# [Activity]
Within the records that follow, count the lines containing the string "default". Reply only with the count.
- Opening Delimiter -
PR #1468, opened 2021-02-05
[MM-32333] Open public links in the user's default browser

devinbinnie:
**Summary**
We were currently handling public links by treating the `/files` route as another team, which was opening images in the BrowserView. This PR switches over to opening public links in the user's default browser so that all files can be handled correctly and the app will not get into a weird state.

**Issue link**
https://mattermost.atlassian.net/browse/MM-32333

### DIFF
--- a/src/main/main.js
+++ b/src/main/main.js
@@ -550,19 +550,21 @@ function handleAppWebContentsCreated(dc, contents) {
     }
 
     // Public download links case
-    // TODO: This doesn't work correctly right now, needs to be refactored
- Closing Delimiter -
# [Solution for this problem]
2